Purpose: This study aimed to investigate the roles played by vitreous-derived cells in the pathogenesis of vitreoretinal vascular diseases.
Methods: The vitreous was removed from porcine eyes and small pieces were cultured from which vitreous-derived cells were isolated. Polymerase chain reaction and ELISA were performed to determine the expression of vascular endothelial growth factor (VEGF) and interleukin 6 (IL-6) at the mRNA and protein levels, respectively. The viability of human retinal endothelial cells (HRECs) exposed to vitreous-derived cells was assessed by MTT assay.

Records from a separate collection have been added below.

Issue #210, opened 2021-12-02
arm64 extension layer not applied to nodejs runtime


dillon-sellars-voya:
## Expected Behavior

When using `architecture: arm64` and runtime `nodejs14.x` the extension layer should be Datadog-Extension-ARM. It seems that python has a different runtime for x64 vs arm64 but nodejs14 does not. When it comes to the extension layer, the runtime should probably be ignored and always use the architecture of the lambda. 

## Actual Behavior

The extension layer is Datadog-Extension and the lambda fails to load / rune

## Steps to Reproduce the Problem

  1. Choose node runtime with architecture arm64
  1. sls deploy
  1. Check extension is selected

## Specifications

  - Serverless Framework version:  2.63.0
  - Datadog Serverless Plugin version: 3.30
  - Lambda function runtime (Python 3.7, Node 10, etc.):  nodejs14.x

PR #211, opened 2021-12-02
 arm64 extension layer not applied to nodejs runtime fixes#210

dillon-sellars-voya:
- Use arm64 extensions layer when architecture is arm64 - don't check runtime architecture

### What does this PR do?

When applying the extension layer, don't check the runtime architecture - nodejs just has 1 layer for both architectures. 

### Motivation

https://github.com/DataDog/serverless-plugin-datadog/issues/210

### Testing Guidelines

- Observed incorrect behavior in deployments - nodejs14.x with arm64 used x64 datadog extension layer. 
- Applied fix and deployed - x64 layer replaced with arm64 layer
- Re-created scenario in unit tests and passed unit tests

### Types of changes

- [x] Bug fix
- [ ] New feature
- [ ] Breaking change

### Check all that apply

### DIFF
--- a/src/layer.ts
+++ b/src/layer.ts
@@ -113,13 +113,12 @@ export function applyExtensionLayer(service: Service, handlers: FunctionInfo[], 
     if (handler.type === RuntimeType.UNSUPPORTED) {
       continue;
     }
-    const { runtime } = handler;
     const architecture =
       (handler.handler as any).architecture ?? (service.provider as any).architecture ?? DEFAULT_ARCHITECTURE;
     let extensionLayerARN: string | undefined;
     let extensionLayerKey: string = "extension";
 
-    if (architecture === ARM64_ARCHITECTURE && runtime && runtime in armRuntimeKeys) {
+    if (architecture === ARM64_ARCHITECTURE) {
       removePreviousLayer(service, handler, regionRuntimes[extensionLayerKey]);
       extensionLayerKey = armRuntimeKeys[extensionLayerKey];
     }
--- a/src/layer.spec.ts
+++ b/src/layer.spec.ts
@@ -468,6 +468,36 @@ describe("applyLambdaLibraryLayers", () => {
     });
   });
 
+  it("adds correct lambda layer given architecture in provider level for node", () => {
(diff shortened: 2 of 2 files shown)


duncanista (approved):
LGTM! 👍🏽

src/layer.ts
```diff
@@ -113,13 +113,12 @@ export function applyExtensionLayer(service: Service, handlers: FunctionInfo[],
...
       continue;
     }
-    const { runtime } = handler;
     const architecture =
       (handler.handler as any).architecture ?? (service.provider as any).architecture ?? DEFAULT_ARCHITECTURE;
     let extensionLayerARN: string | undefined;
     let extensionLayerKey: string = "extension";
 
-    if (architecture === ARM64_ARCHITECTURE && runtime && runtime in armRuntimeKeys) {
+    if (architecture === ARM64_ARCHITECTURE) {
```
agocs, line 121: @duncanista , I have a question about this line. Will `architecture` always be `ARM64_ARCHITECTURE` if `runtime` is in `armRuntimeKeys`? If so, does it make sense to get rid of `armRuntimeKeys` for being redundant? And if not, does it make sense to add `nodejs14.x` to `armRuntimeKeys`?

I think this PR is probably good, I think I'm just a little confused about `armRuntimeKeys` and the nodejs14.x runtime.

duncanista: Not necessarily. Although every runtime in the `armRuntimeKeys` will always have an `ARM64_ARCHITECTURE`. Not every architecture will have a runtime in that map. `armRuntimeKeys` is needed since some runtimes, like `python3.8` and `python3.9`, need its specific ARM library layer. For example, `python3.7` and node runtimes do not need it since their library works right out of the box. Therefore, we don't need to add `nodejs14.x` or any other node environment to `armRuntimeKeys`.

agocs (approved):
LGTM also! Integration tests pass locally.

agocs:
@dillon-sellars-voya Thanks so much for this contribution. We're waiting for a new version of the Lambda extension to be released, and then we'll release this as well.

Results: Expression of the mRNA and protein of VEGF and IL-6 was increased by exposing the porcine vitreous-derived cells (PVDCs) to interleukin-1alpha (IL-1alpha), interleukin-1beta (IL-1beta) and tumour necrosis factor alpha (TNFalpha), but not to VEGF or IL-6. The percentage of living human vascular endothelial cells was increased by including VEGF and IL-6 in the culture media. The viability of HRECs was affected by co-culturing them with PVDCs that had been exposed to IL-1alpha, IL-1beta, IL-6, TNFalpha and VEGF.
Conclusions: Porcine vitreous-derived cells are stimulated by IL-1alpha, IL-1beta and TNFalpha, and produce VEGF and IL-6, which then enhance the proliferation of vascular endothelial cells. This network, including the cytokines and different types of cells, may contribute to the pathogenesis of proliferative vitreoretinal diseases.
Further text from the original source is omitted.